[Items listed in a dataset]
PR #1126, opened 2026-05-29
mkfs.btrfs: support reproducible image creation

loemraw:
Make `mkfs.btrfs` produce byte-for-byte identical images from identical
inputs (same binary, args, and source tree), for supply-chain verification,
build caching, and meaningful image diffs.

Block placement was already deterministic; this series plugs the remaining
non-determinism sources.

## Interface

No new CLI flags — two environment variables (same convention as the
reproducible-builds ecosystem and xfsprogs):

- `SOURCE_DATE_EPOCH=<unix_ts>` — pins all timestamps.
- `DETERMINISTIC_SEED=1` — opt into deterministic UUID derivation (requires a
  fixed `-U`; errors out if missing instead of silently emitting random UUIDs).

The `-U` UUID is the seed; all other internal UUIDs derive from it.

```
chown -R 0:0 ./rootfs              # caller normalizes ownership
truncate -s 1G img.btrfs           # fresh, zeroed target
SOURCE_DATE_EPOCH=1700000000 DETERMINISTIC_SEED=1 \
    mkfs.btrfs -f -U <uuid> -r ./rootfs img.btrfs
```

## What's fixed (one per commit)

- `time(NULL)` root-item timestamps → `SOURCE_DATE_EPOCH`.
- Random UUIDs (chunk-tree, FS_TREE, per-device, per-subvol) → derived from the
  fs UUID as `SHA256(fs_uuid || role || key)`, kept unique for
  multi-device/multi-subvol correctness.
- Host leaks: `nr_global_roots` (CPU count) and `BIG_METADATA` (page size) made
  host-independent.
- `-r` source file `atime/ctime/mtime` → `SOURCE_DATE_EPOCH` (ctime can't be
  normalized externally).
- `-r` directory order: `nftw()` (filesystem-dependent) replaced with a
  name-sorted walker, so the same tree on ext4/xfs/tmpfs yields the same image.

Ownership is left to the caller (`chown`) since the value is image-semantic.

## Testing

Includes `tests/reproducibility-check.sh` (root-required). Verified
byte-identical across ext4-vs-xfs source, multi-device, all csum types,
nodesize/sectorsize/compression/features, special files/xattrs/ACLs, allocator
perturbation, ASLR, and TZ/locale/umask/cwd.

## Caveats

- Target must be fresh/zeroed (mkfs doesn't scrub free space, like mkfs.ext4).
- `--compress` output also depends on the compression library version.

### DIFF
--- a/Documentation/mkfs.btrfs.rst
+++ b/Documentation/mkfs.btrfs.rst
@@ -708,6 +708,48 @@ by large metadata blocks and space reservation strategy that allocates more
 than can fit into the filesystem.
 
 
+ENVIRONMENT
+-----------
+
+:command:`mkfs.btrfs` honors two environment variables that make image
+creation reproducible, so that the same inputs produce a byte-for-byte
+identical image.
+
+SOURCE_DATE_EPOCH
+        A decimal count of seconds since the Unix epoch
+        (`reproducible-builds.org <https://reproducible-builds.org>`_),
+        used in place of the current time for the timestamps written into
+        the image: the root-item and inode times of the created trees.
+        With *--rootdir*, each copied file's *ctime* and *atime* are set to
+        this value. Its *mtime* is taken from the source but clamped to it,
+        so nothing in the image is newer than the source date.
+
+        An empty value is treated as unset. A value that is not a
+        non-negative integer fitting in the platform time type is a hard
+        error.
+
+DETERMINISTIC_SEED
+        When set to *1*, the internal UUIDs that are otherwise random (the
+        chunk-tree UUID, each device UUID and each subvolume UUID) are
+        instead derived deterministically from the filesystem UUID. A fixed
+        filesystem UUID must be supplied with *-U*; without it
+        :command:`mkfs.btrfs` exits with an error rather than emit a random
+        image. Any value other than *1* leaves UUID generation random.
+
+To create a reproducible image, pin the filesystem UUID with *-U*, set
+``SOURCE_DATE_EPOCH`` and ``DETERMINISTIC_SEED``, normalize source ownership,
+and start with a fresh target file. :command:`mkfs.btrfs` copies *uid* and
+*gid* from the source tree and, like other mkfs tools, does not zero space it
+does not write:
+
+.. code-block:: bash
+
+        $ chown -R 0:0 ./rootdir
+        $ truncate -s 1G image.btrfs
+        $ SOURCE_DATE_EPOCH=1700000000 DETERMINISTIC_SEED=1 \
+                mkfs.btrfs -U <uuid> --rootdir ./rootdir image.btrfs
+
+
 AVAILABILITY
 ------------
 
--- a/common/path-utils.c
+++ b/common/path-utils.c
@@ -20,7 +20,9 @@
 #include <linux/kdev_t.h>
 #include <linux/loop.h>
 #include <linux/limits.h>
+#include <dirent.h>
 #include <fcntl.h>
+#include <ftw.h>
 #include <unistd.h>
 #include <stdlib.h>
 #include <stdio.h>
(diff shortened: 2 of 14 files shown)


common/path-utils.c
```diff
@@ -495,3 +497,187 @@ char *path_dirname(char *path)
...
+		if (!de)
+			break;
+		if (strcmp(de->d_name, ".") == 0 ||
+		    strcmp(de->d_name, "..") == 0)
+			continue;
+		if (count == cap) {
+			struct path_walk_entry *new_entries;
+
+			cap = cap ? cap * 2 : 16;
+			new_entries = realloc(entries,
```
boryas: this is reallocarray

common/path-utils.c
```diff
@@ -495,3 +497,187 @@ char *path_dirname(char *path)
...
+					      cap * sizeof(*entries));
+			if (!new_entries) {
+				ret = -ENOMEM;
+				goto cleanup;
+			}
+			entries = new_entries;
+		}
+		entries[count].name = strdup(de->d_name);
```
boryas: I think this is fine cause the dirent.name is null-terminated, but I think it has a bound so you could consider using strndup. no big deal, to me.

common/path-utils.c
```diff
@@ -495,3 +497,187 @@ char *path_dirname(char *path)
...
+		size_t name_len = strlen(entries[i].name);
+
+		/* Need room for "/" + name + terminator after path_len. */
+		if (path_len + 1 + name_len + 1 > path_buf_size) {
+			ret = -ENAMETOOLONG;
+			goto cleanup;
+		}
+		path[path_len] = '/';
+		memcpy(path + path_len + 1, entries[i].name, name_len + 1);
+
```
boryas: common/path-utils.c has a path_cat_out that I think does what you want.

common/reproducible.c
```diff
@@ -42,3 +45,38 @@ time_t reproducible_now(void)
...
+		error("SHA-256 failed deriving deterministic UUID");
+		exit(1);
+	}
+
+	memcpy(out, digest, BTRFS_UUID_SIZE);
+	/* RFC 4122 v4: set version (high nibble of byte 6) and variant
+	 * (high two bits of byte 8) so the result identifies as v4. */
+	out[6] = (out[6] & 0x0F) | 0x40;
+	out[8] = (out[8] & 0x3F) | 0x80;
+}
```
boryas, line 76: Two thoughts:
1. It was not immediately obvious to me why the interface is so complex. presumably if we are fixing a "determinstic seed" then the random uuid should just be deterministic. Some discussion explaining uuid_generate, or the xfs precedent, or generally just some high level explanation of the spec/expectation/behavior would be helpful. My GUESS is that the issue is that uuid_generate is a library function that is not configurable to have a fixed seed, so we have to sha shuffle the single well known uuid passed in. But it would be nice to make that (or the actual right answer if that is BS) clearer.
2. Some quick googling (https://man7.org/linux/man-pages/man3/uuid_generate.3.html) turned up `uuid_generate_sha1` which purports to produce a valid v5 uuid from an input uuid using sha. What is the reason to seemingly roll our own rather than use that?

boryas (commented):
Mostly looks good to me. Some little nit picks and a few questions here and there. Would be good to just do a general once over on the string processing stuff to make sure that it follows the same most common conventions in the rest of btrfs-progs.

Thanks!

mkfs/main.c
```diff
@@ -2028,8 +2035,14 @@ int BOX_MAIN(mkfs)(int argc, char **argv)
...
-	/* This is also fixed in kernel, but the flag has no real meaning anymore. */
-	if (nodesize > sysconf(_SC_PAGE_SIZE))
+	/*
+	 * This is also fixed in kernel, but the flag has no real meaning
+	 * anymore. Set it based on the historical 4K page-size assumption
+	 * rather than the build host's actual page size, so that mkfs run
+	 * on a 16K-page host (e.g. aarch64) with the default 16K nodesize
+	 * produces the same superblock bytes as mkfs on a 4K-page host.
+	 */
+	if (nodesize > SZ_4K)
```
maharmstone: I'd just take the if out and do this unconditionally. The versions of the kernel that don't support BIG_METADATA are absolutely ancient.

maharmstone:
Leo, you might want to grab a Docker image of a distro that uses musl, and check that a version of mkfs.btrfs compiled there produces a file with the same hash.

Likewise it might be an idea to do the same in a s390x VM, to double-check that you're not making any endian assumptions anywhere.

common/reproducible.c
loemraw: Your guess is right, uuid_generate can't be seeded, so we derive each UUID from the seeded fs UUID using the role and key to make each one distinct. You're also right that we should just switch to uuid_generate_sha1, no real good reason to roll our own.

mkfs/main.c
loemraw: Yeah, agreed.

maharmstone:
> Leo, you might want to grab a Docker image of a distro that uses musl, and check that a version of mkfs.btrfs compiled there produces a file with the same hash.
> 
> Likewise it might be an idea to do the same in a s390x VM, to double-check that you're not making any endian assumptions anywhere.

Don't necessarily think you need to do these things, btw, this is just me thinking out loud about what it would take to make this absolutely bulletproof.

Two more such ideas (again, you don't need to do these):
- Should we be maybe normalizing the filenames to UTF-8 and a specific normalized form? Otherwise you could have filenames in a rootdir that look the same to the user but create different images
- What happens if read() gets interrupted by a signal? If we get a different-sized read as a result that might change where the extent boundaries are

IIUC the images here are only guaranteed to be the same for the same version of btrfs-progs (and the compression libraries presumably). It's a much harder problem, but if we could guarantee that everything was well-defined and deterministic we could make it so the test was just checking the hash of the image against a precomputed value.

common/path-utils.c
```diff
@@ -495,3 +497,142 @@ char *path_dirname(char *path)
...
+	if (ret)
+		goto cleanup;
+
+	/*
+	 * readdir() returns NULL at both end-of-stream and error; clear
+	 * errno before each call to tell them apart after the loop.
+	 */
+	while (1) {
+		errno = 0;
+		de = readdir(dir);
```
adam900710, line 573: I'm not a big fan of this, we need to read out the whole directory, before doing anything, and this is the new default?
I think it's practical for building small fs images, but only for that.
What if the target directory have millions entries? I know it will definitely expose some other problems, but I prefer one less problem, not more.

Please, only do this heavy sorting when needed. Add an option to trigger the reproducible routines.

loemraw: Good call, made it opt-in in v2. Normal mkfs -r just uses nftw() like before, the sorted walk only kicks in when you're actually building a reproducible image (both SOURCE_DATE_EPOCH and DETERMINISTIC_SEED set).

adam900710: Sounds great. Thanks for the update.

adam900710:
This version looks good to me.

However I'd prefer someone from Meta to give it an extra review. As I do not have a use-case here.

Documentation/mkfs.btrfs.rst
```diff
@@ -708,6 +708,51 @@ by large metadata blocks and space reservation strategy that allocates more
...
+        When set to *1*, the internal UUIDs that are otherwise random (the
+        chunk-tree UUID, each device UUID and each subvolume UUID) are
+        instead derived deterministically from the filesystem UUID. A fixed
+        filesystem UUID must be supplied with *-U*; without it
+        :command:`mkfs.btrfs` exits with an error rather than emit a random
+        image. Any value other than *1* leaves UUID generation random.
+
+To create a reproducible image, pin the filesystem UUID and both
+variables, and normalize ownership of the source tree yourself (the one
+image attribute left to the caller, a single :command:`chown`):
```
boryas: this bit (and the truncate bit below) feel a bit vague and out of place.

It feels like you want to give a "recipe" for avoiding some gotchas, so I think doing that more totally is best. Alternatively, we can rely on the test as the documentation for the canonical way to do it. I am fine with either but this section of two comments and a code snippet incorporating only one of them doesn't make a ton of sense to me.

common/path-utils.c
```diff
@@ -508,3 +510,142 @@ int path_readlink(char *dest, const char *src)
 	dest[ret] = 0;
 	return ret;
 }
+
+/* Sorted depth-first directory walker. See path-utils.h for the contract. */
```
boryas: not that helpful of a comment IMO.

common/path-utils.c
```diff
@@ -508,3 +510,142 @@ int path_readlink(char *dest, const char *src)
...
+	struct stat st;
+	struct FTW ftwbuf;
+	struct path_walk_entry *entries = NULL;
+	size_t count = 0, cap = 0;
+	DIR *dir = NULL;
+	struct dirent *de;
+	const char *slash;
+	int ret;
+
+	/* nftw() reports base as the offset of the last path component. */
```
boryas: without a comment anywhere nearby explaining that we are emulating nftw this is sort of weird to me.

common/path-utils.c
```diff
@@ -508,3 +510,142 @@ int path_readlink(char *dest, const char *src)
...
+	dir = NULL;
+
+	if (count)
+		qsort(entries, count, sizeof(*entries), path_walk_entry_cmp);
+
+	for (size_t i = 0; i < count; i++) {
+		/*
+		 * Heap-allocate to keep a PATH_MAX buffer off the per-level
+		 * stack frame.
+		 */
```
boryas: relatively vacuous comment as well

common/reproducible.c
```diff
@@ -57,6 +57,17 @@ bool reproducible_is_deterministic(void)
...
 }
 
+bool reproducible_is_enabled(void)
+{
+	/*
+	 * A byte-reproducible image needs every source of nondeterminism
+	 * pinned: timestamps (SOURCE_DATE_EPOCH) and UUIDs (DETERMINISTIC_SEED,
+	 * which also requires -U). With only one set the image still varies,
+	 * so the extra cost of the sorted -r walk only pays off when both are.
+	 */
```
boryas: this feels redundant and tautological

mkfs/rootdir.c
```diff
@@ -2185,7 +2226,15 @@ int btrfs_mkfs_fill_dir(struct btrfs_trans_handle *trans, const char *source_dir
 	g_do_reflink = do_reflink;
 	INIT_LIST_HEAD(&current_path.inode_list);
 
-	ret = nftw(source_dir, ftw_add_inode, 32, FTW_PHYS);
+	/*
+	 * The sorted walker reads a whole directory into memory before
+	 * descending, which only pays off when a reproducible image is
```
boryas: this is kind of weird wording too, it sort of bakes in the review history. The point is that the reproducible mode is costly, not whether or not sorting "pays off"

I would say it more like: reproducible builds requires sorted traversal, which incurs additional costs. Don't incur the allocation and cpu cost of sorting for regular non-reproducible mkfs.

boryas (approved):
LGTM. Left a number of inline doc/comment nits but it looks improved since my last review and I was already pretty happy with it. I like the split sorted/nftw design as well, for what it's worth.

loemraw:
Hey, v3 is ready now. The main change from v2 is how rootdir atime is handled. v2 preserved source atimes older than SOURCE_DATE_EPOCH and only clamped newer ones, like mtime. That isn't reproducible when reading the source updates atime between builds, so v3 always pins atime to SOURCE_DATE_EPOCH. ctime remains pinned there too, while mtime still preserves older source values and clamps newer ones. I added a btrfs-backed regression for this, tightened the reproducible-image recipe in the docs, and trimmed the comments and commit messages down.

> PROBLEM TO WORK ON:
The required answer is the exact run of lines above starting at the line with "-708,6 +708,48 @@" and ending at the line with "copies *uid* and", with both ends present.

> EXERCISE SOLUTION:
@@ -708,6 +708,48 @@ by large metadata blocks and space reservation strategy that allocates more
 than can fit into the filesystem.
 
 
+ENVIRONMENT
+-----------
+
+:command:`mkfs.btrfs` honors two environment variables that make image
+creation reproducible, so that the same inputs produce a byte-for-byte
+identical image.
+
+SOURCE_DATE_EPOCH
+        A decimal count of seconds since the Unix epoch
+        (`reproducible-builds.org <https://reproducible-builds.org>`_),
+        used in place of the current time for the timestamps written into
+        the image: the root-item and inode times of the created trees.
+        With *--rootdir*, each copied file's *ctime* and *atime* are set to
+        this value. Its *mtime* is taken from the source but clamped to it,
+        so nothing in the image is newer than the source date.
+
+        An empty value is treated as unset. A value that is not a
+        non-negative integer fitting in the platform time type is a hard
+        error.
+
+DETERMINISTIC_SEED
+        When set to *1*, the internal UUIDs that are otherwise random (the
+        chunk-tree UUID, each device UUID and each subvolume UUID) are
+        instead derived deterministically from the filesystem UUID. A fixed
+        filesystem UUID must be supplied with *-U*; without it
+        :command:`mkfs.btrfs` exits with an error rather than emit a random
+        image. Any value other than *1* leaves UUID generation random.
+
+To create a reproducible image, pin the filesystem UUID with *-U*, set
+``SOURCE_DATE_EPOCH`` and ``DETERMINISTIC_SEED``, normalize source ownership,
+and start with a fresh target file. :command:`mkfs.btrfs` copies *uid* and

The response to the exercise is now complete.